| HN Mirror

Y	Hacker News new \| ask \| show \| jobs

by rockemsockem 1158 days ago

I'm not sure if most data that these models are trained on is copyrighted, but I feel pretty safe saying that a majority of data that human beings have created is copyrighted. Think movies, books written recently, every website that isn't explicitly "creative commons" or something similar, code that isn't permissively licensed, etc.

We definitely need clarification, but however long the first court case takes there will be an appeal, and then probably several more. So I'm afraid we're going to be living in limbo for at least a decade, which is sort of an answer in of itself since by that time services like this will have become pervasive and will have been integrated into lots of workflows across the planet.

It seems to me that training on MS proprietary code is perfectly legal, but how you acquire that code is probably important. If you are able to decompile the code from your Windows machine and use it for training then that looks A-OK, but if you use Microsoft code that was leaked as part of a hack then maybe that's a different story since you're in possession of stolen property.

1 comments

simion314 1158 days ago

Windows code was released for some researchers and was also leaked.

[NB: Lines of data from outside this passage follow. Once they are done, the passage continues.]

PR #1182, opened 2026-06-29
(chore) Add basic .bobignore

borisurbanik:
Add a basic `.bobignore` file.

The purpose of this file is to:

- exclude sensitive files
- filter what is included in context to reduce token usage - build artifacts, images, large files

Note this only hides the files from tools that support it, it is not 100% guaranteed that files won't leak to the LLM

### DIFF
--- a/.bobignore
+++ b/.bobignore
@@ -1,0 +1,40 @@
+# Sensitive information
+.env
+secrets/
+*password*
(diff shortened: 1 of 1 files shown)


tkan145:
As discussed, we don't want this. Closing

PR #1190, opened 2026-08-28
THREESCALE-15877: Fix File.exists? in a default system ConfigMap

mdujava:
With upgrade to Ruby 3.3, `File.exists` was deprecated.

Reference: https://github.com/3scale/porta/pull/4129

### DIFF
--- a/pkg/3scale/amp/component/system.go
+++ b/pkg/3scale/amp/component/system.go
@@ -1458,7 +1458,7 @@ func (system *System) getSystemRollingUpdatesConfData() string {
 
 func (system *System) getSystemServiceDiscoveryData() string {
 	return `production:
-  enabled: <%= cluster_token_file_exists = File.exists?(cluster_token_file_path = '/var/run/secrets/kubernetes.io/serviceaccount/token') %>
+  enabled: <%= cluster_token_file_exists = File.exist?(cluster_token_file_path = '/var/run/secrets/kubernetes.io/serviceaccount/token') %>
   server_scheme: 'https'
   server_host: 'kubernetes.default.svc.cluster.local'
   server_port: 443


briangallagher:

|---|---|---|---|---|---|---|
| :white_check_mark: | Open Source Security| 0 | 0 | 0 | 0 | [ 0 issues](https://app.snyk.io/org/application-services-red-hat-openshift-api-management/pr-checks/523cf66f-952a-42eb-a099-5cad86b09457?refs=a615c8e5ff77495660a9f5d7d7e6a803d7287a15&source=prChecksComment) |
| :white_check_mark: | Licenses| 0 | 0 | 0 | 0 | [ 0 issues](https://app.snyk.io/org/application-services-red-hat-openshift-api-management/pr-checks/523cf66f-952a-42eb-a099-5cad86b09457/license?refs=a615c8e5ff77495660a9f5d7d7e6a803d7287a15&source=prChecksComment) |

borisurbanik (approved):
@mdujava the fix here LGTM for new installation

I had a look at the JIRA issue, it seems to come from alpha testing.

From another look at the reconciler - and when you update the "model" here - so on new deployment you will get the right configmap, but the reconciler is very specific for this system map and it only handles creating configmap where it doesn't exist, or updating Zync endpoint (see https://github.com/3scale/3scale-operator/blob/18b6909ab6c1df45db4498f173d4021e91df45fa/pkg/3scale/amp/operator/system_reconciler.go#L543-L592)

I can approve this change to unblock testing - but it would be ideal to address also the upgrade path in the same PR.

mdujava:
> but it would be ideal to address also the upgrade path in the same PR.

Do you think its safe to update this automatically or would we require manual step instead?

borisurbanik:
> > but it would be ideal to address also the upgrade path in the same PR.
> 
> Do you think its safe to update this automatically or would we require manual step instead?

This file looks like it's a template that needs to be filled out by customers to make it fully work - does our test fixture do any modifications to it after deployment / would that form normally work even without customers setting up client_id/secret for example? Could you test whether the functionality changes for customers that have the default configmap who never edited it?

The [docs on this](https://docs.redhat.com/en/documentation/red_hat_3scale_api_management/2.16/html/admin_portal_guide/service-discovery_service-discovery) instruct customers go generate a configuration file that doesn't have any of this so I'd say manual note should be sufficient.

PR #10922, opened 2024-10-05
Fix halfords_nl

CloCkWeRX:


Cj-Malone (approved):
I would suggest CrawlSpider, but 17 POI aren't worth the time.

PR #10929, opened 2024-10-06
[ribola_hr] add spider (99 locations)

panasonic-mafia:


Cj-Malone:
This isn't getting a name, is this gonna be added to NSI?

panasonic-mafia:
> This isn't getting a name, is this gonna be added to NSI?

Yep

IMO a good train NN would not be against copyright, but even if is decided the opposite we are not screwed, you can train open models using open source code and permissive licensed text and art. Microsoft could try to buy some data sets but they would not be able to mix GPL/MIT like content into their proprietary models so the open models would win , IMO.

The open source community is already working on creating data sets for training so this will grow as open source for code grew in the past, we just need a bit of time for this software to get more efficient or people to get some better hardware.